Written by composer Adam Gorb and librettist Ben Kaye, The Path to Heaven is an opera (written and sung in English) which recounts the experiences of the Holocaust as seen through a survivor, Magda (played by Lucy Vallis), and her cousins Sara (Caroline Taylor) and Hanna (Fiona Finsbury). The performance at the Royal Northern College of Music made use of a minimal set (a table and some chairs) with a Nazi flag hanging in the background as a grim reminder of the horrors committed by that regime which was present throughout the evening’s presentation. While the performance took place stage left, stage right of the performance space was taken up by the relatively small but tight musical orchestra drawn from the students of the RNCM itself and the Psappha ensemble.

The opera began with the figure of Esther (Lorna Day), dressed in white, stood at the back of the performance space singing a Jewish song. This character, symbolising the faith of the Jewish people, remained silently onstage throughout the performance before returning near the end. Day began by singing acapella but the orchestra soon began to play a disconcerting underscore to the lullaby. This contrast of Day’s delicate singing and the more abrasive music, which at times drowned her vocals out, set the scene for the rest of the opera: happiness and life were about to be replaced by misery and death. As Esther repeated her song, Magda began to reminiscence about how her and her cousins “were once a family before they came.” After her introductory performance, which Vallis delivered with sincerity, the scene moved back to when Magda was young as she and Sara, Hanna, their friend Hans, and Dieter, Sara’s boyfriend, return home from a night of dancing and singing. As Hans, David Crane possessed a strong baritone voice and impressed both in this role and in his later role as a Prisoner. Michael Jones offered strong support as Dieter but Taylor and Finsbury truly shone as Sara and Hanna respectively. Taylor was able to give a strong vocal performance against the often overpowering musical accompaniment. Finsbury performed a wonderful lullaby at the end of this opening scene which would have broken even the stoniest of hearts.
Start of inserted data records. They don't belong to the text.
PR #1556, opened 2017-01-14
Allow running a subset of tests

soulshake:
Since we [un]set some local envvars (`PROVIDER`, `CONVOX_WAIT`) in the Makefile, running subsets of tests via `go test` doesn't result in identical environments.

This PR allows running only some tests, e.g.:

`$ make test TEST=github.com/convox/rack/cmd/convox`

### DIFF
--- a/Makefile
+++ b/Makefile
@@ -22,7 +22,7 @@ templates:
 	make -C sync templates
 
 test:
-	env PROVIDER=test bin/test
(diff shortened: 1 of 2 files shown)


soulshake:
[Allow running subset of tests](https://trello.com/c/fx58VzJO/1565-allow-running-subset-of-tests)

PR #1063, opened 2016-08-15
Create KernelUser's managed policy

MiguelMoll:

PR #1561, opened 2017-01-17
Fix `convox ps stop`

spencerhakim:
As a result of #1063, `convox ps stop` was broken due to missing permissions for `ecs:StopTask`. This PR simply adds it.

I haven't checked for any other missing permissions, I just happened to stumble onto this one during some debugging.


ddollar:
Thanks!

PR #1574, opened 2017-01-18
Back out client calls to /resources for now to avoid 404s on older Racks

mattmanning:


mattmanning:
[Back out client calls to /resources for now to avoid 404s on older Racks](https://trello.com/c/uXGH1U87/1612-back-out-client-calls-to-resources-for-now-to-avoid-404s-on-older-racks)

PR #1579, opened 2017-01-19
Make Yes the default value for the Autoscale param

mattmanning:
Based on my testing this won't change the Autoscale setting for existing Racks, but should be helpful for new Racks.


MiguelMoll:
This change could make CI tricky as it didn't complete in one region. Given [example](https://circleci.com/gh/convox/rack/1847#tests/containers/2) is the Rack is autoscaling and putting the stack in an update state. This will prevent the uninstallation of a Rack.

mattmanning:
[Make Autoscale=Yes the default](https://trello.com/c/5UdEyIL9/1626-make-autoscale-yes-the-default)

PR #1584, opened 2017-01-19
Add ECR region to config

mattmanning:
This enables private console builds for Racks in regions other than us-east-1.


mattmanning:
[Fix private registries region issue](https://trello.com/c/pMZgudg6/1617-fix-private-registries-region-issue)

PR #1587, opened 2017-01-20
Restore HTTP SNS subscription confirmations

nzoschke:
This fixes creating new webhooks.

The SNS subscription stuff was depending on the /sns endpoint on port 80 to confirm subscriptions. It was also depending on the sns:ConfirmSubscription capability.

SNS does not deliver notification messages to a self-signed cert. https://forums.aws.amazon.com/thread.jspa?messageID=204271&#204271

### DIFF
--- a/provider/aws/dist/rack.json
+++ b/provider/aws/dist/rack.json
@@ -769,6 +769,7 @@
                       "sns:Publish",
                       "sns:SetTopicAttributes",
                       "sns:Subscribe",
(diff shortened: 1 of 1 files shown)


MiguelMoll:
[Slack Integration broken in Rack 20170118202051](https://trello.com/c/C4gKKVdc/1630-slack-integration-broken-in-rack-20170118202051)

PR #1589, opened 2017-01-20
Make authentication error message friendlier

ianmalott:


api/controllers/api.go
```diff
@@ -13,6 +13,10 @@ import (
 	"golang.org/x/net/websocket"
 )
 
+const authenticationErrorMessage = `Unable to authenticate.
+Please confirm your Rack API Key is correct.
+See https://convox.com/docs/api-keys/ for more information.`
```
ianmalott: 18: not sure if it's a good idea to put links in our error messages, since then we have to maintain those URLs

From this joyous opening, with light and bouncing music, things soon turned bleaker. The family are instructed to evacuate the city and Dieter believes that his position in the German army can protect Sara, but this turns out to not be the case. A Nazi Officer arrives and forces the family out onto a packed train heading east. As the Officer, Einar Stefansson certainly looked imposing but he did seem to struggle to get his bass baritone voice across against the music which, in places, was similar to Bernard Hermmann’s theme from the film Taxi Driver – jagged blasts of brass and thundering percussion. The two percussionists, Tim Williams and Abigail Flood, were certainly kept busy throughout the performance!

The brief scene which presented the women’s journey to the concentration camp contained what was perhaps the most distressing song of the opera, where Sara recounts how people cramped around her in the train carriage were literally dying on top of her. This sombre scene was then juxtaposed with a couple of moments which skirted close to venturing into the grotesque, given the nature of the piece. A song recounting how the deported Jews were treated well while cameras were there to film was performed while the three male cast members (dressed in their camp clothes for the following scene) wore clown masks and danced. While this may have been because of logistics, the sight of a man in a Nazi guard uniform and one dressed as a Jewish prisoner from a concentration camp wearing clown masks was somewhat incongruous. The following song, when the women have arrived at the camp (denoted by a light projection on the background of barbed wire, simple but effective), performed by the Camp Doctor (Stefansson), was incredibly jaunty but took on a chilling hue as he sang of “Life or death” being all the same in the camp.
The subject matter of the opera meant that the ending was never going to be an entirely happy one and Magda is the only one who survives. But the ending of the opera, where she is reunited with the ghosts of those she loved and knew, comes after a stirring song where she sings her warning of sitting in silence against injustice and division, which was undoubtedly given extra weight by the recent furore over the treatment of families of illegal immigrants in America this very week. This coincidence adds to how important it is that we remember the lessons of the Holocaust and The Path to Heaven does provide some insight into those dark days and carries an emotional weight because of it. It did feel perhaps slightly too long and may have benefitted in places from a tighter focus on the emotional trauma the Holocaust engendered. Nonetheless, it was a quality production, with the orchestra expertly conducted by Mark Heron and exceptional vocal work from Taylor, Finsbury, and Vallis as the leads.